The hypothalamus is a critical regulator of many physiological processes and behaviors that are essential for life. Each anatomically-defined hypothalamic nucleus consists of functionally heterogeneous neuronal subpopulations that dictate distinct innate behaviors such as feeding, mating, and parental care.
We are interested in studying how the developing hypothalamus generates diverse neuronal identities that ultimately give rise to distinct survival behaviors. We focus our initial studies on two intermingled neuronal subpopulations in the arcuate nucleus of the hypothalamus that play an essential role in feeding regulation. Neurons that produce the orexigenic neuropeptide Y (NPY) and agouti-related protein (AgRP) directly stimulate food intake, whereas those synthesizing the anorexigenic peptide pro-opiomelanocortin (POMC) suppress feeding.

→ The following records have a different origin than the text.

PR #2824, opened 2017-01-25
Fix for Ireduce + MPI_IN_PLACE

gpaulsen:
Fixes a wrong answer from MPI_Ireduce when the red_sched_chain()
path was taken (which only happens for np<=4 and mesgsize>=64k).

The way libnbc treats MPI_ANY_SOURCE is to set sbuf == rbuf, and
whether an algorithm will work cleanly or not after that depends on the
details.

In this case the last steps of the algorithm amounted to
    (right neighbor is sending us reduction results from ranks 1..n-1)
    recv into rbuf from right neighbor
    add the contribution from our sbuf into rbuf
this would be fine in general, but if sbuf==rbuf, that recv overwrites
the sbuf. I changed it to recv into a tmpbuf if ANY_SRC was used.

Signed-off-by: Geoffrey Paulsen <gpaulsen@us.ibm.com>

PR #2854, opened 2017-01-26
Fix for Ireduce + MPI_IN_PLACE.

hppritcha:
Fixes a wrong answer from MPI_Ireduce when the red_sched_chain()
path was taken (which only happens for np<=4 and mesgsize>=64k).

The way libnbc treats MPI_IN_PLACE is to set sbuf == rbuf, and
whether an algorithm will work cleanly or not after that depends on the
details.

In this case the last steps of the algorithm amounted to
    (right neighbor is sending us reduction results from ranks 1..n-1)
    recv into rbuf from right neighbor
    add the contribution from our sbuf into rbuf
this would be fine in general, but if sbuf==rbuf, that recv overwrites
the sbuf. I changed it to recv into a tmpbuf if MPI_IN_PLACE was used.

related to #2824
@gpaulsen 
(cherry picked from commit 045d0c5f4caffdf31fb2dd1cb4d7b8940c07d365)


jjhursey:
Refs PR #2824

To understand how common hypothalamic progenitors generate two neuronal populations that have the opposite effects on food intake, we took advantage of transgenic mouse lines in which POMC or NPY/AgRP neurons are genetically labeled by green fluorescent proteins. We isolated these neurons from the developing hypothalamus and purified them via fluorescence activated cell sorting. Through cell type-specific transcriptomics analysis, we identified several transcription regulators that show differential expression patterns in one population but not the other. Meanwhile, we have developed genetic tools (e.g. POMC::CreERT2 and AgRP::CreERT2 mice) to target these factors specifically in POMC or AgRP neurons in a spatiotemporally controlled manner across different stages of life.
We are currently investigating the potential roles of these differentially-expressed transcription factors in specifying the orexigenic vs. the anorexigenic cell fates during development as well as in maintaining energy homeostasis throughout adulthood. With these studies, we hope to establish a framework that would help us to understand how diverse neuronal identities are established and maintained in the hypothalamus, and how intrinsic genetic programs interact with environmental cues to shape adult behaviors that are essential for survival.